Under federal law (and many state and city law counterparts), an employer can demonstrate that having both a sexual harassment policy with a complaint procedure (so employees can let the company know if harassment or discrimination is occurring in the workplace) is a defense to a sexual harassment or other discrimination claim. If an employee files suit for sexual harassment or other discriminatory conduct, but never complained to the employer first, the employer can use that as an affirmative defense to the claim. Many state and city anti-discrimination laws apply to employers with only a single employee, and having a policy is a tremendous benefit should litigation arise.
A sexual harassment policy is relatively simple to establish, and it may be posted conspicuously in an employment manual, on the company’s intranet site, or provided separately as part of new hire paperwork.
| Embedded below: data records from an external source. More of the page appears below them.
PR #365, opened 2022-11-22
Well-defined pagination in PDS

devinivy:
Make keyset cursors a tuple in the PDS in order to avoid ambiguous pagination, e.g. when paginating by datetime when datetimes need not be unique.  In these cases, we now first order by a datetime, and then in the case of a tie order by some unique field such as a URI.

### DIFF
--- a/packages/pds/src/api/app/bsky/feed/getRepostedBy.ts
+++ b/packages/pds/src/api/app/bsky/feed/getRepostedBy.ts
@@ -1,7 +1,7 @@
 import { Server } from '../../../../lexicon'
 import * as GetRepostedBy from '../../../../lexicon/types/app/bsky/feed/getRepostedBy'
 import * as locals from '../../../../locals'
-import { Keyset, paginate } from '../../../../db/util'
+import { paginate, TimeCidKeyset } from '../../../../db/pagination'
 import { getDeclarationSimple } from '../util'
 
 export default function (server: Server) {
@@ -22,7 +22,7 @@ export default function (server: Server) {
           'did_handle.actorType as actorType',
           'did_handle.handle as handle',
           'profile.displayName as displayName',
-          'repost.uri as uri',
+          'repost.cid as cid',
           'repost.createdAt as createdAt',
           'repost.indexedAt as indexedAt',
         ])
@@ -31,7 +31,10 @@ export default function (server: Server) {
         builder = builder.where('repost.subjectCid', '=', cid)
       }
 
-      const keyset = new Keyset(ref('repost.createdAt'), ref('repost.uri'))
+      const keyset = new TimeCidKeyset(
+        ref('repost.createdAt'),
+        ref('repost.cid'),
+      )
       builder = paginate(builder, {
         limit,
         before,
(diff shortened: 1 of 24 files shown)


packages/pds/src/db/util.ts
```diff
@@ -19,22 +21,87 @@ export const actorWhereClause = (actor: string) => {
...
+    }
+  }
+  packFromResult(results: T | T[]): string | undefined {
+    const result = Array.isArray(results) ? results.at(-1) : results
+    if (result === undefined) return
+    return this.pack(this.cursorFromResult(result))
+  }
+  pack(cursor?: Cursor): string | undefined {
+    if (cursor === undefined) return
+    return JSON.stringify([cursor.primary, cursor.secondary])
```
dholms, line 73: hmm maybe strange for the JSON schema to say this type is "string" when it's stringified JSON. Wondering if it may make more sense to separate it with some delimiter 🧐

packages/pds/src/db/util.ts
```diff
@@ -19,22 +21,87 @@ export const actorWhereClause = (actor: string) => {
...
-    .if(opts.before !== undefined, (q) => q.where(opts.by, '<', opts.before))
+    .orderBy(opts.keyset.primary, 'desc')
+    .orderBy(opts.keyset.secondary, 'desc')
+    .if(keysetCondition !== undefined, (qb) =>
+      keysetCondition ? qb.where(keysetCondition) : qb,
+    )
+}
+
+type DefaultRow = { createdAt: string; uri: string }
+export abstract class Keyset<T = DefaultRow> {
```
dholms, line 56: could these just be params on the constructor instead of abstract values?

packages/pds/src/api/app/bsky/feed/getRepostedBy.ts
```diff
@@ -30,14 +31,14 @@ export default function (server: Server) {
         builder = builder.where('repost.subjectCid', '=', cid)
       }
 
+      const keyset = new RepostsKeyset()
```
dholms, line 34: think it could be nice to be able to tell what the cursor is composed of inline. would be pretty straightforward if the primary/secondary vals were passed through the constructor 🤔

dholms:
overall really like the direction this is heading 👌

packages/pds/src/db/util.ts
devinivy: My thinking is that:
 - For consumers the cursor is an opaque value, they shouldn't really muck around in there or try to build one themselves.
 - I reached for a json tuple just because it's a foolproof way to stick two things together and then take them apart without worrying about what characters are allowed in each part.

Admittedly it's a bit ugly-looking, but it has the properties I was going for.  Definitely not married to it!

packages/pds/src/db/util.ts
devinivy: Yeah, let's do it.  I think this ended-up a little funky because of some different things I was trying out along the way.

dholms: nice. i like how this cleaned up 👍

devinivy:
@dholms this should be ready for another look.  I ended-up going a bit further with it and unifying the user search pagination as well.

dholms (approved):
nice this looks great 💪 

hah hadn't considered how switching to CIDs wouldn't help with test ordering 😅

PR #367, opened 2022-11-23
Use integers in lexicons

devinivy:
Includes a fix for lexicons that were using json schema `number` where `integer` would be more appropriate.


dholms (approved):
excellent 👍 

lol @ codegen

It is also beneficial to have the employee sign an acknowledgement form stating that they have received and understand the company’s EEO policy and its complaint procedure. Maintaining such internal controls will also put the start-up in good stead with strategic partners and customers.
5. Mismanaging Employees Who Leave Your Start-Up. Start-ups are often focused on just that – starting up. Unfortunately, it is inevitable that some employment relationships just will not work out. When an employee leaves, either voluntarily or involuntarily, start-ups should be focused on protecting assets. If an employee is being let go, you may wish to consider a separation agreement, where an employee waives his or her right to bring a lawsuit in exchange for an amount of money or other consideration. When terminating an employee, the last thing most employers want to do is give them more, but entering into such an agreement could be significantly less expensive than a lawsuit – representing a good long-term investment.
Start-ups will also want to focus on protecting its physical and intellectual property when employees leave the business. If the employee has access to or managed your company’s social media accounts, then it will be important to ensure that all passwords are returned or changed. Many lawsuits have been filed recently asserting that company social media accounts (including LinkedIn and Twitter) belong to employees who write for them, and that the followers or connections belong to the employee – an area of law that is still developing.
Further, if an employee was given a phone, tablet, or laptop, it will be imperative to have those devices returned. If the company allows an employee to use his or her own phone (e.g. the employer has a “Bring Your Own Device” practice), make certain that work email gets wiped from his or her personal phone.
And remember all of those Restrictive Covenants you had the employee agree to? Be sure to remind them on their way out that their obligations thereunder continue post-employment. Send “reminder” letters as needed. In the event a former employee begins to engage in conduct that potentially violates their post-employment obligations, consider ratcheting up the correspondence, both with the employee, and potentially their new employer.
While it may defy common sense and a company’s best intentions, it is often best to plan for the end – at the beginning.